(Beginning of Available data)
PR #270, opened 2026-05-27
Go build: warn + document cgo + cross-compile failure mode (#259)

### LINKED ISSUE #259: Go build type: cgo + multi-arch goreleaser config silently fails on default runner
## Context

Reporting from `TomHennen/rein` as a real-world adopter of wrangle's Go build type (`build_and_publish_go.yml` reusable workflow, pinned at `45ae358f...`). Hit a CI failure mode that took ~10 minutes to diagnose and a couple of commits to settle. Filing in the spirit of "make this easier for the next adopter."

## What happened

The rein adopter shipped a `.goreleaser.yml` with this build matrix:

```yaml
builds:
  - id: rein
    env:
      - CGO_ENABLED=1     # preemptively, for an upcoming sks integration
    goos: [linux, darwin]
    goarch: [amd64, arm64]
```

That config produces four targets: `linux/amd64`, `linux/arm64`, `darwin/amd64`, `darwin/arm64`. The reusable workflow's `release` job runs on `ubuntu-latest`. `ubuntu-latest` ships a host gcc that targets amd64 only; no arm64 cross-compiler, no `osxcross`, no `zig`. As a result the `linux/arm64` build step fails with:

```
# runtime/cgo
gcc_arm64.S:30: Error: no such instruction: 'stp x29,x30,[sp,'
gcc_arm64.S:34: Error: operand size mismatch for 'mov'
gcc_arm64.S:36: Error: no such instruction: 'stp x19,x20,[sp,'
...
release failed: build failed: exit status 1: # runtime/cgo
```

That error is opaque to anyone who hasn't already seen it — there's no mention of "you need a cross-compile toolchain." An adopter without prior cgo experience can spend a long time before realizing the runtime/cgo preamble is the problem.

## Why this hits adopters specifically

1. **`CGO_ENABLED=1` is a perfectly reasonable preemptive setting** for a project that plans to add a cgo dependency later (hardware-key custody via `facebookincubator/sks`, in rein's case). Setting it ahead of time matches the "don't change build config when adding a dep" instinct.
2. **`goarch: [amd64, arm64]` is the standard Go release pattern** in 2026; recommending only `amd64` would be silly.
3. **The reusable workflow accepts these inputs without comment** — there's no pre-flight that flags the cgo + multi-arch combination, no docs note, no `inputs:` parameter for cross-compile mode.
4. **`run-race-detector`'s description already shows wrangle authors know about cgo nuances** ("set to false when CGO is disabled (race detector requires cgo)"). So the awareness is there for the test side but not the release side.

## Suggestions

In rough order of effort/value:

1. **Docs first (cheapest):** add a "Cross-compiling with cgo" section to the wrangle adopter guide and/or the README. Explain that the default `ubuntu-latest` runner can build cgo for `linux/amd64` only; multi-arch + cgo needs a cross-compile toolchain that adopters must wire into their `.goreleaser.yml`'s `before.hooks` (or that wrangle could pre-install — see #3).

2. **Reference `.goreleaser.yml` template:** ship a sample template alongside the workflow that demonstrates *either* `CGO_ENABLED=0` for pure-Go projects *or* the zig-based cross-compile pattern. https://goreleaser.com/customization/cgo/ has the canonical zig recipe.

3. **Pre-install `zig` in the release action** (or expose an opt-in input `install-zig: true` that does it). Zig handles cgo cross-compile for all four common targets — `linux/{amd64,arm64}` and `darwin/{amd64,arm64}` — from a single linux runner. Pre-installing it would mean adopters only need to add `CC=zig cc -target X` env templates in their `.goreleaser.yml` builds block; no toolchain hunting. This is the biggest UX win.

4. **Pre-flight warning:** parse `.goreleaser.yml`, and if `CGO_ENABLED=1` is set with `goarch` containing more than `amd64` (or any `darwin` target from a linux runner), emit a warning before running goreleaser pointing at the cross-compile toolchain requirement and linking to the docs. Same kind of friendly preflight as the `run-race-detector` description but on the release side.

## Reproducer

- Adopter repo: `TomHennen/rein`
- Failing CI runs: see commits `4c247a8`..`8aa5d0b` history. CI run `26426598061` (commit `8aa5d0b`, after the `.goreleaser.yml` snapshot template fix from rein's #16) is the cleanest reproducer of the cgo failure isolated from other config bugs.
- Adopter workaround currently in main (`bdf116b`): flip `CGO_ENABLED=0` because rein has no actual cgo deps yet; tracking the proper zig setup in `TomHennen/rein#17` for when sks lands.

## What I'm NOT asking for

- Don't take responsibility for adopters' choice to use cgo; the friction is in the *failure mode being opaque*, not in the existence of cgo's cross-compile requirements. Even just a docs note + a sample template would meaningfully reduce the time-to-resolution for the next adopter.

TomHennen:
## Summary

Closes #259. Adopters who set `CGO_ENABLED=1` with multi-arch / multi-OS goreleaser targets hit opaque `# runtime/cgo` assembler errors on the default `ubuntu-latest` runner. This PR adds an explicit opt-in for zig (the C/C++ cross-compiler that resolves the issue), and a coarse warning that points at the input when adopters are likely to need it.

## Shape (post-review rescope)

- **New input** `install-zig: bool` (default `false`) on `build/actions/go/release/action.yml` and the reusable workflow. When `true`, wrangle installs zig via `mlugg/setup-zig@<sha>` before goreleaser runs.
- **Cgo warning** (`build/actions/go/release/cgo_warning.sh`, ~10 lines): grep `.goreleaser.yml` for `CGO_ENABLED=1`; if matched and `install-zig != 'true'`, emit a `::warning::` naming the input and pointing at the docs.
- **Working example** (`gh_workflow_examples/build_go_cgo.goreleaser.yml`): pure goreleaser config — `CGO_ENABLED=1` + per-cell `CC=zig cc -target <triple>` templates for linux/{amd64,arm64} + darwin/{amd64,arm64}. No install plumbing in the example; that's `install-zig: true` on the reusable workflow.
- **README section** "Cross-compiling with cgo": four-row escape-hatch table (no cgo, cgo + single arch, cgo + multi-arch via zig, cgo + non-zig toolchain).

## Decision: install zig via `mlugg/setup-zig` rather than a custom `tools/zig/install.sh`

The previous revision shipped `tools/zig/install.sh` with hardcoded SHA-256 per (version, arch). Against the new CLAUDE.md "Install method and verification" section that landed on main:

- Zig publishes **minisign signatures** for every binary release (master public key `RWSGOq2NVecA2UPNdBUZykf1CCb147pkmdtYxgb3Ti+JO/wCYvhbAb/U`).
- `mlugg/setup-zig` verifies that minisign signature on every install.
- Per CLAUDE.md integrity tier ordering ("Sigstore signature > hash-pinned package manager > hardcoded SHA-256"), **minisign verification is a stronger tier than the hardcoded SHA-256 we'd own ourselves**.
- Per CLAUDE.md "Strong default: use the canonical package manager" — in the GHA context, `mlugg/setup-zig` is the canonical-equivalent (same pattern wrangle already uses for `goreleaser-action`, `cosign-installer`, `setup-go`).
- The action is SHA-pinned per the third-party-action rule; Dependabot tracks it via the existing `github-actions` ecosystem entry.

So: deleted `tools/zig/install.sh`, deleted the yq install from `test/Dockerfile`, pinned `uses: mlugg/setup-zig@d1434d08867e3ee9daa34448df10607b98908d29 # v2.2.1` with `version: "0.16.0"`.

## What this PR explicitly does NOT do

- **Auto-install zig.** Default is `false`. Most Go projects don't need cgo cross-compile; defaulting to true would tax every release with ~20-30s + ~50MB for zig install across all adopters. The warning covers the discoverability gap for the niche case.
- **Parse `.goreleaser.yml` with yq/jq.** The earlier revision did this to auto-detect `CC=zig` and toggle the install. With the explicit opt-in input, a coarse grep over the file for the warning is enough — false positives (e.g., a commented-out `CGO_ENABLED=1`) cost the adopter one re-read of the warning, not a build failure.

## Test plan

- [x] `./test.sh quick` — 757/757
- [x] `./test.sh shellcheck` — clean
- [x] `./test.sh shellstyle` (wrangle-shell-lint) — clean
- [x] `./test.sh lint` (actionlint) — clean
- [x] `./test.sh zizmor` — clean (no findings)
- [ ] CI green on this PR
- [ ] Real-world spot check: copy `build_go_cgo.goreleaser.yml` into a cgo + multi-arch project, set `install-zig: true`, confirm the build matrix produces all four binaries


build/actions/go/release/cgo_preflight.sh
TomHennen, line 1: ugh, grepping? is there a yaml parser we could be using instead? would that be better?

gh_workflow_examples/build_go_cgo.goreleaser.yml
```diff
@@ -0,0 +1,80 @@
...
+    # Install zig if it isn't already on PATH. Pinned version +
+    # SHA-256 checksum so the install is reproducible and a tampered
+    # mirror cannot ship a different binary. Bump both fields in the
+    # same commit when upgrading.
+    #
+    # IMPORTANT: the SHA-256 below is a placeholder. Before using this
+    # template, fetch the real checksum for the version you've pinned
+    # from https://ziglang.org/download/ (each release page lists the
+    # tarball's SHA-256) and replace REPLACE_WITH_PUBLISHED_SHA256.
+    - bash -euo pipefail -c '
```
TomHennen: this looks extremely complex.... seems like wrangle should provide zig built in like we do for other tools?

how can we possibly defend this to our users?

build/actions/go/release/cgo_preflight.sh
TomHennen: Switched to `yq -o json | jq`. yq is preinstalled on ubuntu-latest; test/Dockerfile pins mikefarah's yq with checksum verification. jq handles the actual filtering — defaults via `//`, null-safe traversal via `[]?`, Cartesian product for (goos, goarch). No more sanitizer hacks for comments or `ignore:` blocks (yq treats them as structure, not data).

Also filed #274 to audit other places in the codebase that grep YAML.

gh_workflow_examples/build_go_cgo.goreleaser.yml
TomHennen: Agreed — fair criticism. Restructured so wrangle owns the zig install:

- New `tools/zig/install.sh` follows the existing tools/syft/ pattern (hardcoded SHA-256 per (version, arch) since ziglang.org publishes no SLSA / Sigstore for binary releases).
- The preflight detects `CC=zig` (or `CXX=zig`) anywhere in `builds[].env` and emits `install-zig=true` to $GITHUB_OUTPUT.
- The release composite has a new step `if: steps.preflight.outputs.install-zig == 'true'` that runs the installer and prepends $WRANGLE_BIN_DIR to $GITHUB_PATH.

Adopter's `.goreleaser.yml` is now pure goreleaser config — just CGO_ENABLED=1 + per-cell `CC=zig cc -target <triple>` templates. No curl + sha256 + sudo before.hooks plumbing. ~65 lines down from ~80, and the supply-chain story is now wrangle's responsibility, not theirs.

build/actions/go/release/cgo_preflight.sh
```diff
@@ -0,0 +1,134 @@
...
+    exit 0
+fi
+
+# Signal 1: zig as cross-compiler. Match `CC=zig` or `CXX=zig` (with
+# optional whitespace around `=`) in any builds[].env entry. The
+# anchored pattern avoids false positives like `MY_ZIG_PATH=...`.
+NEEDS_ZIG="false"
+if printf '%s' "$JSON_CONFIG" \
+    | jq -r '.builds[]?.env[]? // empty' \
+    | grep -qE '^[[:space:]]*(CC|CXX)[[:space:]]*=[[:space:]]*zig([[:space:]]|$)'; then
```
TomHennen: can this be something more precise than grep?

build/actions/go/README.md
```diff
@@ -50,6 +50,19 @@ checksum:
 
 Both `-trimpath` and `-buildvcs=false` are zero-cost reproducibility wins. `CGO_ENABLED=0` is **not** recommended as a default — cgo-backed `net`/`os/user` resolvers and many third-party crypto libraries link C — set it only if you specifically want pure-Go binaries. See [goreleaser customization docs](https://goreleaser.com/customization/) for the full schema.
 
+## Cross-compiling with cgo
```
TomHennen, line 63: This seems quite complicated.

It looks like we got to a lot of trouble for a brittle solution.

Would it be better to:

1. provide the user an option to install zig or not.
2. pick a defensible default. e.g. "default to true so it's easy, but users can disable" or "default to false so it's fast, but warn users about potential errors and how they can tell us to just install zig for them".

Defaulting to true seems much less complicated. We don't need to worry about zig not being available, cgo_preflight.sh can just go away (?), and users can turn it off if they don't need it.  If we don't need cgo_preflight.sh then maybe we also don't need yq?

tools/zig/install.sh
TomHennen, line 1: Should we consider using mlugg/setup-zig instead of installing it this way? (like we do for other things)?  Maybe not since it's not github official?

build/actions/go/release/cgo_preflight.sh
TomHennen: If we accept your bigger suggestion on the README, this whole script goes away and the question becomes moot. If we keep the preflight, the remaining greps could become a single `jq -r '.builds[]?.env[]? | select(test("^\\s*(CC|CXX)\\s*=\\s*zig"))'` query — happy to convert. Will defer until we land on the bigger shape.

build/actions/go/README.md
TomHennen: Strong agree on the complexity diagnosis — auto-detect via .goreleaser.yml parsing keeps creating edge cases (the comments + ignore: dance, false positives, yq syntax wrangling). An explicit input is much cleaner.

Of your two defaults, I'd lean **default: false** because:

- Most Go projects don't need cgo cross-compile (issue #259's adopter was the niche case who set `CGO_ENABLED=1` preemptively). Defaulting to true means every Go release pays ~20-30s + ~50MB for zig install — bigger than it sounds in aggregate across adopters.
- A coarse 1-line warning (just grep for `CGO_ENABLED.*=1` in `.goreleaser.yml` — no yq, no preflight script) covers the discoverability gap. Adopter sees `# runtime/cgo` cryptic error → checks step summary → sees "set install-zig: true" hint → done.

Default: true is defensible if you'd rather pay the latency tax for a smoother adopter experience. Easy to flip later if defaults turn out wrong.

If you confirm default: false + coarse warning, I'll:
1. Delete `cgo_preflight.sh` + the `yq` install from test/Dockerfile + the yq-related bats tests
2. Add `install-zig: bool` input to the workflow (default false)
3. Replace the preflight with ~5 lines of grep emitting a `::warning::` that names the input
4. Keep `tools/zig/install.sh` (separate question — see the mlugg/setup-zig comment)

Net: probably -300 LOC vs current state.

tools/zig/install.sh
TomHennen: Lean toward keeping `tools/zig/install.sh` — matches the existing `tools/syft/`, `tools/osv/`, `tools/scorecard/` pattern. The mlugg argument is real (less version-bump maintenance, GHA cache), but:

- Same supply-chain discipline either way (SHA-pin the action vs hardcoded SHA-256 on the binary).
- Zig bumps are infrequent (Andrew Kelley ships every ~4 months).
- mlugg/setup-zig adds another third-party action surface (small but nonzero).

You're right that wrangle currently uses upstream actions (goreleaser-action, cosign-installer, setup-go) but those are 'wrap-the-tool's-canonical-action' cases where the action does work the tool's author maintains. mlugg/setup-zig is a community wrapper, not Andrew Kelley's. That's the line I'd draw.

Easy to swap if you'd rather have one less script to maintain. Will keep tools/zig/install.sh unless you say otherwise.

build/actions/go/README.md
TomHennen: Sure, default false.

tools/zig/install.sh
TomHennen: Check this against our latest guidance? maybe we  install from a package manager instead.

build/actions/go/release/cgo_preflight.sh
TomHennen: Done in 54475230685255545cc87180487f45be0a54ad9e: the whole preflight script is gone. New shape uses a coarse grep over .goreleaser.yml for CGO_ENABLED=1 in cgo_warning.sh (~10 lines), gated by an explicit install-zig input rather than auto-detected. Followed up on #274.

gh_workflow_examples/build_go_cgo.goreleaser.yml
TomHennen: Done in 54475230685255545cc87180487f45be0a54ad9e: example is simplified again. Adopter passes install-zig: true to the reusable workflow (new input on build_and_publish_go.yml); wrangle installs zig via mlugg/setup-zig before goreleaser runs. The .goreleaser.yml stays pure goreleaser config — CGO_ENABLED=1 + per-cell CC=zig cc -target templates, no before.hooks plumbing.

build/actions/go/release/cgo_preflight.sh
TomHennen: Done in 54475230685255545cc87180487f45be0a54ad9e: moot — the preflight script is gone. The replacement cgo_warning.sh is a 10-line coarse grep gated by the install-zig input.

build/actions/go/README.md
TomHennen: Done in 54475230685255545cc87180487f45be0a54ad9e: install-zig: bool input added (default false) to both build/actions/go/release/action.yml and the reusable workflow. cgo_preflight.sh + tools/zig/install.sh + the yq install in test/Dockerfile are all deleted. Replacement is cgo_warning.sh: ~10 lines of grep that emits a ::warning:: naming the input when CGO_ENABLED=1 is detected and install-zig is false. Net diff against main is ~338 lines (vs ~1000+ pre-rebase).

tools/zig/install.sh
TomHennen: Done in 54475230685255545cc87180487f45be0a54ad9e — decided **(B): use mlugg/setup-zig**, delete tools/zig/install.sh.

Investigation against the new CLAUDE.md "Install method and verification" section:

- **Zig publishes minisign signatures** for every binary release (master public key `RWSGOq2NVecA2UPNdBUZykf1CCb147pkmdtYxgb3Ti+JO/wCYvhbAb/U`, listed on ziglang.org/download). No SLSA / GitHub release attestation / Sigstore.
- **mlugg/setup-zig verifies that minisign signature** on every install (the action ships a minisign.js verifier).
- Per CLAUDE.md integrity tier ordering ("Sigstore signature > hash-pinned package manager > hardcoded SHA-256"), **minisign is a stronger tier than the hardcoded SHA-256** our tools/zig/install.sh used. This is the case the new "don't write a custom install.sh if upstream supports a canonical install with adequate verification" rule was meant to catch.
- Per CLAUDE.md "Strong default: use the canonical package manager" — in the GHA context, mlugg/setup-zig is the canonical-equivalent (same pattern wrangle already uses for goreleaser-action, cosign-installer, setup-go).
- The mlugg-is-community concern from my earlier reply: still real, but the supply-chain math comes out in mlugg's favor because we get stronger integrity verification (minisign vs sha256) AND less custom code to maintain. The action itself is SHA-pinned per third-party-action rule, with Dependabot tracking it via the existing github-actions ecosystem entry.

Pin: mlugg/setup-zig@d1434d08867e3ee9daa34448df10607b98908d29 # v2.2.1, zig version pinned to 0.16.0.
(End of Available data)
Task details
Find, please, how many lines in the data include the word "specifically", and put down that number only.

Answer to this task
2